Knaths's inaugural show in 1947 at the Paul Rosenberg Gallery was seen by one critic to be one of the ten best exhibitions of the year. In 1950 his painting Basket Bouquet won first prize in the Metropolitan Museum "American Painting Today" competition. This prize cemented his reputation as one of America's leading modernists and also marked the beginning of what would become a gradual falling off of interest in his work.
The "American Painting Today" competition touched off a rebellion by the new generation of New York painters. Calling themselves The Irascibles, a group of abstract expressionists wrote a protest complaining that the jury was hostile to the "advanced art" that they produced. The signatories were the most prominent members of what would come to be called the New York School, men such as Adolph Gottlieb, Robert Motherwell, Clyfford Still, Ad Reinhardt, Jackson Pollock, and Willem de Kooning.
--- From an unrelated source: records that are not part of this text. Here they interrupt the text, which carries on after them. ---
PR #3239, opened 2023-10-13
Fix(eos_cli_config_gen): Remove requirement for MACSec license and FIPS

### LINKED ISSUE #3168: eos_cli_config_gen: Schema for macsec is too restrictive.
### Issue Summary

The schema for macsec has a lot of required keys, which are not required in the CLI.

eos_cli_config_gen

### How do you run AVD ?

None

### Steps to reproduce

```shell
N/A
```

### Relevant log output

```shell
N/A
```

### Contributing Guide

xaviramon:
## Change Summary

Today, AVD requests the user to define MACSec license file and key, a method we are changing for the EOS command `license import`. These variables are no longer a must to be able to use MACSec in the device.
Same way, FIPS is not a mandatory field for MACSec.

## Related Issue(s)

Fixes #3168 

## Component(s) name

## Proposed changes
Remove requirement for these variables in the schema.

## How to test

Molecule tests pass

### DIFF
--- a/ansible_collections/arista/avd/roles/eos_cli_config_gen/schemas/schema_fragments/mac_security.schema.yml
+++ b/ansible_collections/arista/avd/roles/eos_cli_config_gen/schemas/schema_fragments/mac_security.schema.yml
@@ -15,8 +15,10 @@ keys:
         keys:
           license_name:
             type: str
+            required: true
           license_key:
             type: str
+            required: true
       fips_restrictions:
         type: bool
       profiles:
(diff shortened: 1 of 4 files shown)


ansible_collections/arista/avd/roles/eos_cli_config_gen/schemas/schema_fragments/mac_security.schema.yml
```diff
@@ -12,17 +12,13 @@ keys:
     keys:
       license:
         type: dict
-        required: true
         keys:
           license_name:
             type: str
```
ClausHolbechArista, line 17: I guess these two keys inside the `license` dict should still be required. Since it does not make sense to have the dangling `license` dict without both of these. The user can still leave out the entire `license` since you remove that requirement in line 15.

carlbuchmann (approved):
LGTM

ClausHolbechArista (approved):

The protest of the young painters can be seen in retrospect as a turning point in Knaths's career. During the 1950s, as abstract expressionism gained favor, his work gradually lost popularity. The transition cannot have been unexpected but there was an irony in the fact that when he was a young painter Knaths too rebelled against what he saw as the biases of traditionalist juries. In time, when compared to the abstract expressionists, he began to seem conservative, a pathfinder rather than an innovator. One critic said Knaths did not then aim to break new ground but rather to "define the guiding limits within which modern painting must proceed in order to reach it."
This is not to say that he stopped working. He continued to work, to show, to sell, and to accrue honors. If he cared at all about his possible displacement by the new movement in the New York art world, he did not show it. In an interview he gave at the time he received the award he made no complaint about the protest but only suggested that the artists might have submitted their work to the jury and protested only if it were not accepted. In another interview, given two years later, he said, mildly, that too many artists "aren't willing to work for the final harmony of relationships." He believed they worked too quickly and lacked a habit of critical reflection. On their part the abstract expressionists seem not to have stereotyped Knaths's work as staid and conservative. Barnett Newman, one of the men who signed the 1950 protest letter, felt that it was like the work of Adolph Gottlieb and Mark Rothko in having an intensity of feeling and emotional impact. Of the three he wrote "These artists are doing what seems impossible, expressing feelings and thoughts with abstract forms and flat space." There remained an excellent market for Knaths's paintings during the remainder of his life and, at his death, the works left in his estate commanded relatively high prices.
Knaths died on March 9, 1971, in Cape Cod Hospital in Hyannis, Massachusetts, after a brief illness. Before entering the hospital he was still living in the house he had built in Provincetown and his widow, Helen, continued to live there the remainder of her life.